**Data extract**.
Issue #548, opened 2016-10-06
LINQ boolean And error


lngr:
The following query returns documents:
 
`           var query = theSession.Query<Target>().Where(item => item.Flag && false);
`

Please see the attached pull request with a testcase that fails on my machine (tested on a Mac with dotnet 1.0.0-preview2-003131 after we encountered the problem in our actual Windows app).

jeremydmiller:
@lngr What is it that you're trying to do to query there? What's the point of the `&& false`?

lngr:
@jeremydmiller This was actually the simplest test case that I came up with after some testing why our queries returned wrong results.

Our real queries look somewhat like that:

`.Where(x => x.IsActive && x.Candidates.Intersect(all).Any())`

where `Candidates` is a `List<Guid>` and `all` is a `List<Guid>` of precomputed  candidates.  (Essentially, we want to fetch all documents where either of the candidates we are interested in is in the document's `Candidates` collection.)

Now it happened that this particular Intersection-Query was completely ignored, i.e., we received results for all documents having `x.IsActive` true, not only those with a non-empty intersection.

After some manual exploring and testing, I figured that even a `.Where(x => x.IsActive && false` yields a list of all documents having a true `x.IsActive`, and therefore I assumed the underlying error is within the combination of a boolean field (`x.IsActive`) with a boolean result.  In fact, if you replace the `x.IsActive` with another expression that yields true (e.g. `x.Field == "value" && false`), the query works as expected.

jeremydmiller:
Marten doesn't support `Intersect()` in the Linq provider. Pretty well every possible way you can use Linq has to be explicitly coded in Marten with some way to translate the Linq to postgres flavored SQL, and that one hasn't come up before. The combination of Intersect(), then Any() would be rough. Might be easier after I push through the `SelectMany()` support.

Honestly, because the Linq work is just so damn complicated for this kind of thing, I might be pushing to say folks should use https://github.com/JasperFx/marten/issues/514 or calculated fields for anything like this. What would you think about that? The JS function can be used from a postgres calculated index, so all the perf hit is on the writes.

lngr:
Oh, ok, it did not throw an exception, so I assumed it was supported (`Where(x => all.Intersects(x.Candidates).Any())` did throw).

[...]

PR #549, opened 2016-10-06
Testcase for issue 548

lngr:
Testcase for the issue described in
https://github.com/JasperFx/marten/issues/548


jeremydmiller:
@lngr Got it, and thank you for writing up the test case. Makes fixing problems go a lot faster on my end. It'll be at least tomorrow though.

PR #556, opened 2016-10-14
Add basic intersection support via the ?| jsonb operator

lngr:
This PR adds basic intersection support to Arrays/Lists that serialize to a "array of strings" representation in JSON (this is a limitation/requirement of the `?|` jsonb-operator). As of now only `string` and `Guid` lists/arrays are supported, other types are not tested and yield a `NotSupportedException`.

This PR should provide functionality for a quite common use case for a document store: Suppose you have a document with a collection of "tags":
`public class Article {
    public string[] Tags { get; set }
}`

and you want to query all documents that have one or more "tags" in common with your "interest": `var interests = new string[] { "finance", "astrology" };`

You can now do the following:
`theSession.Query<Article>()
                .Where(x => x.Tags.Any(s => interests.Contains(s)))
`

This is essentially an intersection query with a funny syntax but matches the way the `?|` json operator works.

Note that due to the tight coupling of the query to the `?|`, (as of now) the query in fact must look like specified above; in particular, the "query parameter" `interests` must be a `string[]` and the `.Any`-predicate must be a single `Contains` condition.

### DIFF
--- a/src/Marten/Linq/CollectionAnyContainmentWhereFragment.cs
+++ b/src/Marten/Linq/CollectionAnyContainmentWhereFragment.cs
@@ -10,7 +10,6 @@ using Remotion.Linq.Clauses;
 using Remotion.Linq.Clauses.Expressions;
 using Remotion.Linq.Clauses.ResultOperators;
 using System.Reflection;
-using System.Collections;
 
 namespace Marten.Linq
 {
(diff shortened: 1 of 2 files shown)


src/Marten/Linq/CollectionAnyContainmentWhereFragment.cs
```diff
@@ -112,5 +130,78 @@ private static void gatherSearch(BinaryExpression x, Dictionary<string, object>
...
+
+            return $"data->'{pathTo(member)}' ?| :{fromParam.ParameterName}";
+        }
+
+        private void throwNotSupportedContains()
+        {
+            throw new NotSupportedException($"The Contains() operator on subqueries within Collection.Any() searches only supports constant array/lists of {string.Join(" or ", supportedTypes.Select(t => t.Name))} expressions");
+        }
+
+        private string pathTo(MemberExpression memberExpression)
```
jeremydmiller: I think you probably want to use `FindMembers` here to do this

src/Marten/Linq/CollectionAnyContainmentWhereFragment.cs
```diff
@@ -112,5 +130,78 @@ private static void gatherSearch(BinaryExpression x, Dictionary<string, object>
...
+            {
+                var propInfo = memberExpression.Expression.GetType().GetProperty("Member");
+                var propValue = propInfo.GetValue(memberExpression.Expression, null) as PropertyInfo;
+                path.Add(propValue.Name);
+                memberExpression = memberExpression.Expression as MemberExpression;
+            }
+            return path.AsEnumerable().Reverse().Join("'->'");
+        }
+
+        private bool isListOrArrayOf(Type value, Type valid)
```
jeremydmiller: There might be an `IsEnumerable()` type extension somewhere that effectively does the same thing.

jeremydmiller:
@lngr Nice!. I think you probably got to see this, but that `CollectionAnyContainmentWhereFragment` class is about the ugliest code in all of Marten. I'm going to let CI catch up to build this PR, then I'll pull it in.

The comments aren't terribly important, and I might try to take care of them later when I have to go back into this kind of code for the `SelectMany()` support.

src/Marten/Linq/CollectionAnyContainmentWhereFragment.cs
lngr: Ah, great, thanks, PR updated. What is your stance on git history here, do you want me to merge both commits to one?

src/Marten/Linq/CollectionAnyContainmentWhereFragment.cs
lngr: I took a quick search and could not find anything suitable. If anyone knows a better way to check that, I'll be glad to change it.

src/Marten/Linq/CollectionAnyContainmentWhereFragment.cs
jeremydmiller: I'm pretty easy going on that score, as is is just fine with me. I generally don't worry about squashing commits in most cases.

Issue #460, opened 2016-07-19
Add support for including child collection objects


kamranayub:
For post-1.0, add support for allowing `Include` on child collection objects:

```
var items = new List<Item>();
session.Query<User>().Include(u => u.Collection.Select(c => c.ItemId), items);
```

jokokko:
Maybe something like
```sql
SELECT * FROM public.mt_doc_issuelist as il
INNER JOIN public.mt_doc_issue i on (il.Data->'Issues') @> to_jsonb(t.Id)
-- or from Marten object serialization (in this case yielding equal execution plans)
SELECT * FROM public.mt_doc_issuelist as il
INNER JOIN public.mt_doc_issue i on (il.Data->'Issues') @> (t.Data->'Id')
```
```C#
public class IssueList
{
	public List<Guid> Issues { get; set; }
	...
}
query.Query<IssueList>().Include<Issue>(x => x.Issues, i => issuesFromDb.Add(i))
```
By quick glance, the current implementation of IncludeJoin does not seem to favour this, though.

jeremydmiller:
Maybe this would help do it in one call: https://tech.npras.in/postgres-recursive-query/

jokokko:
Well, I hope to take a look at this in the near future. But just by gut feeling & past memory, I can see #834 relating. So addressing how LINQ expressions are evaluated, exposed and translated in the pipeline might provide better & more generalizable benefits overall, instead of attacking the problems case-by-case with a very spefic constructs built around the existing pipeline.

jeremydmiller:
@jokokko Are you up for helping out on this if we really do take it on? Gonna put it off until I clear up a bit and get over the flu first though;-)

jokokko:
@jeremydmiller Yeah I hope to help. Overall, I have to go through code to identify scenarios with dance around queries that the current LINQ provider cannot translate.

jeremydmiller:
Believe it or not we're finally working on this again. This time I want to consider using Common Table Expressions in Postgresql to pull off the fetching

jeremydmiller:
Closed by https://github.com/JasperFx/marten/commit/c0a86fdb6fb61251aea4754afda89345b90b5cbd

PR #740, opened 2017-05-02
A way to handle #460 using the @> operator. Does not use the SqlLocat…

jokokko:
…or from IField as customizing that in JsonLocatorField would break SelectMany implementations :|

### DIFF
--- a/src/Marten.Testing/Services/Includes/end_to_end_query_with_include_collections_Tests.cs
+++ b/src/Marten.Testing/Services/Includes/end_to_end_query_with_include_collections_Tests.cs
@@ -1,0 +1,71 @@
+﻿using System;
+using System.Collections.Generic;
+using System.Linq;
+using Marten.Services;
+using Marten.Testing.Documents;
+using Shouldly;
+using Xunit;
+
+namespace Marten.Testing.Services.Includes
+{
+    public class end_to_end_query_with_include_collections_Tests : DocumentSessionFixture<IdentityMap>
+    {
+        public class IssueList
+        {
+            public IssueList()
+            {
+                Id = Guid.NewGuid();
+            }
+
+            public Guid Id { get; set; }
+            public List<Guid> Issues { get; set; }
+        }        
+
+        [Fact]
+        public void simple_include_for_a_collection()
+        {
+            var issues = Enumerable.Range(0, 3).Select(x => new Issue {Title = $"Issue {x}"}).ToList();
+            var issuelisting = new IssueList { Issues = new List<Guid>(issues.Select(x => x.Id)) };
+         
+            theSession.StoreObjects(issues);
+            theSession.Store<object>(issuelisting);
+            theSession.SaveChanges();
+
+            using (var query = theStore.QuerySession())
+            {
+                var issuesFromDb = new List<Issue>();
+
+                var listingFromDb = query.Query<IssueList>()
+                    .Include<Issue>(x => x.Issues, i => issuesFromDb.Add(i))
+                    .ToList();
+
+                issuesFromDb.Count.ShouldBe(3);
+                listingFromDb.Count.ShouldBe(3);
+            }
+        }
+
+        // TODO
+        //[Fact]
+        //public void multiple_include_for_a_collection()
+        //{
+        //    var issues = Enumerable.Range(0, 3).Select(x => new Issue { Title = $"Issue {x}" });
+        //    var issues2 = Enumerable.Range(3, 3).Select(x => new Issue { Title = $"Issue {x}" });
+
+        //    var issuelisting = new IssueList { Issues = new List<Guid>(issues.Select(x => x.Id)) };
+        //    var issuelisting2 = new IssueList { Issues = new List<Guid>(issues2.Select(x => x.Id)) };
+
+        //    theSession.Store<object>(issues, issues2, issuelisting, issuelisting2);
+        //    theSession.SaveChanges();            
+
+        //    using (var query = theStore.QuerySession())
+        //    {                
+        //        var issuesFromDb = new Dictionary<Guid, List<Issue>>();
+        //        var listingFromDb = query.Query<IssueList>()
+        //            .Include<List<Issue>, Guid>(x => x.Issues, issuesFromDb)
+        //            .ToList();
+
+        //        issuesFromDb.Count.ShouldBe(3);
+        //    }
+        //}
+    }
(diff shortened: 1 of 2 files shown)


jeremydmiller:
@jokokko I'd be thrilled if that's all the changes required, but at a minimum it needs quite a bit more testing. We need to check that it isn't spitting out multiple references to the same document, either the primary document or the included document. We also need to test it in combination w/ the QueryStatistics and probably within a compiled query too.

jokokko:
@jeremydmiller Indeed, cannot but agree with every statement. But I wanted to present the idea of going with the @> jsonb operator. E.g. currently the JsonLocatorField makes assumptions that make this impractical, or at the very least require touching a much larger (public) surface area than just my few lines on IncludeJoin. Having these concerns addressed before 2.0 is pushed out could be beneficial.

jeremydmiller:
@jokokko "the JsonLocatorField makes assumptions that make this impractical" -- you'll have to refresh my memory, but what do you mean? JsonLocatorField mostly just remembers the path to an element within the JSON document. 

Totally onboard w/ this being in 2.0.

jokokko:
@jeremydmiller As I understand it, it introduces an unnecessary cast. Say I create a GIN index on the IssueList.Issues. With the CAST from JsonLocatorField I get a Join Filter on IssueList.Issues and sequential scan on IssueList, whereby without the cast I get a bitmap heap scan on IssueList yielding massively lower cost. Still very much anecdotal, I'm by no means a PG expert. But if this is the case, then making the required modifications to JsonLocatorField would require touching existing public contracts, not just internal implementation of IncludeJoin (which I fear is the case and thus suitable target to attack in 2.0).

jokokko:
@jeremydmiller To add to the previous, some logs from my dev box, running PG 9.6 with the defaults, as modest as they are. 2.5k IssueList items, each linking (in the domain model sense of things, not DB foreign keys or somesuch) to 3 Issue Items. GIN index on `doc_issuelist.Data->'Issues'`

```sql
explain analyze verbose
select d.data, d.id, d.mt_version, issues.data, issues.id, issues.mt_version from
  public.mt_doc_issuelist as d INNER JOIN
  public.mt_doc_issue as issues ON d.data -> 'Issues' @> to_jsonb(issues.id)
```
```
Nested Loop  (cost=0.10..64170.25 rows=75000 width=403) (actual time=0.020..68.740 rows=15000 loops=1)
  Output: d.data, d.id, d.mt_version, issues.data, issues.id, issues.mt_version
  ->  Seq Scan on public.mt_doc_issue issues  (cost=0.00..605.00 rows=15000 width=179) (actual time=0.004..1.093 rows=15000 loops=1)
        Output: issues.id, issues.data, issues.mt_last_modified, issues.mt_version, issues.mt_dotnet_type
  ->  Bitmap Heap Scan on public.mt_doc_issuelist d  (cost=0.10..4.19 rows=5 width=224) (actual time=0.003..0.003 rows=1 loops=15000)
        Output: d.id, d.data, d.mt_last_modified, d.mt_version, d.mt_dotnet_type
        Recheck Cond: ((d.data -> 'Issues'::text) @> to_jsonb(issues.id))
        Heap Blocks: exact=15000
        ->  Bitmap Index Scan on idxinissues  (cost=0.00..0.10 rows=5 width=0) (actual time=0.002..0.002 rows=1 loops=15000)
              Index Cond: ((d.data -> 'Issues'::text) @> to_jsonb(issues.id))
Planning time: 0.066 ms
Execution time: 69.004 ms
```

Then with the cast produced from `JsonLocatorField`
```sql
explain analyze
select d.data, d.id, d.mt_version, issues.data, issues.id, issues.mt_version from
  public.mt_doc_issuelist as d INNER JOIN
  public.mt_doc_issue as issues ON CAST(d.data ->> 'Issues' as jsonb) @> to_jsonb(issues.id)
```

```
Nested Loop  (cost=0.00..469177.25 rows=18750 width=403) (actual time=0.020..40645.094 rows=7500 loops=1)
  Join Filter: (((d.data ->> 'Issues'::text))::jsonb @> to_jsonb(issues.id))
  Rows Removed by Join Filter: 18742500
  ->  Seq Scan on mt_doc_issue issues  (cost=0.00..303.00 rows=7500 width=179) (actual time=0.005..4.275 rows=7500 loops=1)
  ->  Materialize  (cost=0.00..130.50 rows=2500 width=224) (actual time=0.000..0.057 rows=2500 loops=7500)
        ->  Seq Scan on mt_doc_issuelist d  (cost=0.00..118.00 rows=2500 width=224) (actual time=0.004..0.326 rows=2500 loops=1)
Planning time: 0.384 ms
Execution time: 40646.347 ms
```

It's entirely possible that I'm missing something obvious, but it would seem that the (redundant) cast originating from `JsonLocatorField` is preventing the query planner from using the previously defined index and we go from index scans to sequential scans, in this scenario producing execution times of ~69 milliseconds and ~40 seconds respectively.

jeremydmiller:
@jokokko I say let's add a completely new, semantically different property to JsonLocatorField for something like `RawJsonLocator` or if it's that specific, `JsonCollectionJoinLocator`. Definitely make it be a completely new concept rather than try to change any of the existing logic.

jokokko:
Some convo about this in Gitter. I think eliminating some of the casting that now propagates to many, many areas from JsonLocatorField could produce great perf gains overall, especially when indices are used. I also gave an example of a case where I immediately see a change in behaviour: `CAST(d.data ->> 'Published' AS BOOLEAN) = TRUE)` vs. `d.data -> 'Published' = to_jsonb(TRUE))` wherewby the first case would produce a match if `Published` was serialized to `"true"`, whereas the latter would not. And to that I'd say that if somebody wanted to serialize their booleans as strings, it is up to them to then also do the matching as strings.

jeremydmiller:
@jokokko Do you know why we closed this one, or did I just make a mistake in Github?

jokokko:
@jeremydmiller Seems like a mistake.

jeremydmiller:
@jokokko I'm sorry, but I pulled this one in today and it's just too problematic. Right now it duplicates documents in the main list from the inner join duplication, and I think it's too far a bridge to brute force change all the selectors handle that, and I'm not enthusiastic about forcing it to always do a Distinct().

I want to go back to my original concept for this feature and just issue multiple commands in a batch to avoid that problem.

As for all the cast optimizations on, can you just raise them on #744.

PR #758, opened 2017-05-10
Linq query with escape character

KopIlya:
Added failing tests


jeremydmiller:
@KopIlya I pulled this in directly to avoid merge problems.

Issue #765, opened 2017-05-21
default index on DocumentTypeColumn


mdissel:
There's no index created on the field DocumentTypeColumn when hiearchies/subclasses are stored in the same table.

jeremydmiller:
Would you mind taking that one? Having it add an index automatically if it's hierarchical?

mdissel:
see #766

mdissel:
The other system fields like Deleted also don't have an index. Should I add an index to those fields?

jeremydmiller:
Deleted, yes, because that's queried so often. I don't think I'd add anything to anything beyond that.

mdissel:
done!

jeremydmiller:
It's in.

PR #766, opened 2017-05-22
Add index on column doc_type, see #765

mdissel:


jeremydmiller:
Hey, could you throw a unit test on `DocumentTable` for "not hierarchical, no index" and "hierarchical, so index"? Otherwise that looks good to me

mdissel:
But if there's no hiearchy the column docType is not created..

jeremydmiller:
@mdissel I just meant the negative case is all. I'm good with this and pulling it now.

Thanks for taking this on.

jeremydmiller:
@mdissel Couple issues with this one that I'm taking care of:

* There was already a separate facility to index the Deleted column, so I just removed the code in DeletedColumn
* The unit test wasn't written correctly and failed. Easy fix though.

mdissel:
Thanks.. i will run all the tests next time.. sorry!

Issue #772, opened 2017-05-24
Indexes that wrap columns via `Expression` never match existing DDL


jmbledsoe:
I have created an index on a duplicated column that indexes the lowercase value of the column, as follows:
```
For<Company>()
    .Duplicate(c => c.Name, configure: id =>
    {
        id.Expression = "lower(?)";
        id.IndexName = id.IndexName + "_lower";
    });
```

(I also added a set of `IMethodCallParser` implementations to use this index, but that's a different issue.)

My production application runs with `AutoCreateSchemaObjects` set to `AutoCreate.None`, since I have multiple servers all connecting to the same database and I don't want them competing to execute schema migrations. In our environment, we use a small console application to execute all Marten data migrations during each deployment. The application applies configured changes to the database and then verifies that they were applied successfully.

```
documentStore.Schema.ApplyAllConfiguredChangesToDatabase();
documentStore.Schema.AssertDatabaseMatchesConfiguration();
```

Immediately after applying configured changes, the call to `AssertDatabaseMatchesConfiguration` throws an exception indicating schema differences.

Working on a PR now, will update the issue once it's ready.

jeremydmiller:
Going at the canonicalize Sql function? That's been problematic from day one. I'll be looking for the PR

jmbledsoe:
Hadn't seen that yet. Was just going to consider `IndexDefinition.Expression` in the `Match` function but we'll see where it leads.

jeremydmiller:
Postgresql frequently reformats or changes the raw DDL we use to generate objects, so when we do the actual DDL vs. expected DDL, you've gotta coerce both sides before doing the comparison. That's where I'd expect the problem to be.

jeremydmiller:
Fixed by #774. Thanks!

PR #773, opened 2017-05-24
#772 Index with Expression Should Match DDL

jmbledsoe:
See #772 

I wasn't able to universally match DDL from the database with DDL generated by code, but I was able to change the `Match` method on `IndexDefinition` to return a positive match if the `Expression` property is added in such a way as to minimize/eliminate reformatting by Postgres. This PR handles my use case, and I believe others, as long as `Expression` values are set appropriately.

I also corrected the error message in the testing `ConnectionSource`, since the environment variable in the exception message and the actual environment variable were different.


jmbledsoe:
Resubmitted as #774 as a patch to 1.5

PR #776, opened 2017-05-26
Implementation of camelCase support for documents. (WIP)

jarroda:
I was selfishly hoping we could pull this off in the 1.5 branch without causing trouble in the 2.0 branch... But if you're against the idea of doing it here, I can update this PR to be against 2.0.


jarroda:
Moving this to 2.0 (master) branch.

PR #810, opened 2017-06-28
Not a pretty or complete commit (due to the .NET SDK issues discussed…

jokokko:
… in Gitter).

Bugs: "clean" serializer in the default serializer has to respect casing (otherwise e.g. contains queries [ContainmentWhereFragment] will result in unexpected matches, which is dangerous). This needs to be fixed prior to CamelCasing being pushed to production.

API Changes: lift StorageFeatures to AdvancedOptions.StorageFeatures. Rationale: Mappings, amonst other things, can be accessed this way.

The rest: Start fixing test cases not to assume casing. Notes:
*a subset of tests goes outside of the shared setup -> test session specific customizations need to be applied in these cases too
*a subset of tests assumes string formatting. Some of these are contained within docs -> resort to extensions that adjust expectations
*harness: changed harness to check env variables for customizations -> Rake build script currently runs harness twice: default & CamelCase. (not reflected in build.sh atm)

While I'm not happy with this commit (due to reasons above), at least the bug with containtment needs to be addressed before 2.0 is released.

### DIFF
--- a/rakefile.rb
+++ b/rakefile.rb
@@ -12,7 +12,7 @@ BUILD_NUMBER = build_number
 
 task :ci => [:connection, :version, :default, :storyteller, 'pack']
 
-task :default => [:mocha, :test, :storyteller]
+task :default => [:mocha, :tests, :storyteller]
 
 desc "Prepares the working directory for a new build"
 task :clean do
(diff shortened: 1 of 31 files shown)


jokokko:
To add (based on some previous discussion): it's after all a damn good idea to run the whole harness against store customizations that propagate to query model execution, e.g. serialization, even if it results in reduntant test runs. Rationale through counterargument: saved 100 LOC and 100 ms on harness, lost 1 read from DB.

PR #822, opened 2017-07-24
fixed WhereClauseVisitor to handle constant booleans. Fixes #821

### LINKED ISSUE #821: Where doesn't work with PredicateBuilder
The common usage scenario for PredicateBuilder (http://www.albahari.com/nutshell/predicatebuilder.aspx) is to build the conditions as following:

```
      var predicate = PredicateBuilder.True<AssetProjection>();

            if (!request.NumberStartsWith.IsNullOrEmpty())
                predicate = predicate.And(x => x.Number.StartsWith(request.NumberStartsWith));
```

applying the predicate to the query `DocumentSession.Query<AssetProjection>().Where(predicate).ToList()` doesn't work, i.e. it behaves like there is no filtering at all.

I believe this is due to the way PredicateBuilder works, i.e. the built predicate is 
`True AND <x.Number.StartsWith>`

according to https://github.com/JasperFx/marten/issues/548 constant booleans are not supported.

first of all it'd be great to support that as this is quite common.

it's a shame Marten doesn't throw exception, I strongly believe it should yield loudly when the query is not supported, instead of behaving like everything was ok :)

migajek:
###  Please be careful 

I don't really know what I'm doing :)

I did a quick analysis of the behavior and fixed what seemed to be the problem in my case. I'm not however sure I completely understand the original idea, so I can't tell if the previous implementation was a mistake or had some purpose to behave like it did.

I ran all the tests, some of them failed but they did failed on the latest origin sources as well, so I suppose these are not because of my change. More likely the lack of v8 language and some system encoding problems, I can't investigate it right now

### DIFF
--- a/src/Marten.Testing/Linq/using_const_boolean_in_where_clause_Tests.cs
+++ b/src/Marten.Testing/Linq/using_const_boolean_in_where_clause_Tests.cs
@@ -1,0 +1,49 @@
+﻿using System.Linq;
+using Marten.Services;
+using Shouldly;
+using Xunit;
+
+namespace Marten.Testing.Linq
+{
+    [ControlledQueryStoryteller]
+    public class using_const_boolean_in_where_clause_Tests : DocumentSessionFixture<NulloIdentityMap>
+    {
+        [Fact]
+        public void where_const_false()
+        {
+            var target1 = new Target { Number = 1, String = "Foo" };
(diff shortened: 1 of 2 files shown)


jeremydmiller:
@migajek Got it, and thanks! Honestly, the Linq support for now falls into the category of "if it passes the tests, it's good enough"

**Exercise description**. Taking the records as a whole, report how many of their lines include the word "failed". Nothing but the number is wanted.

**Reply**. 2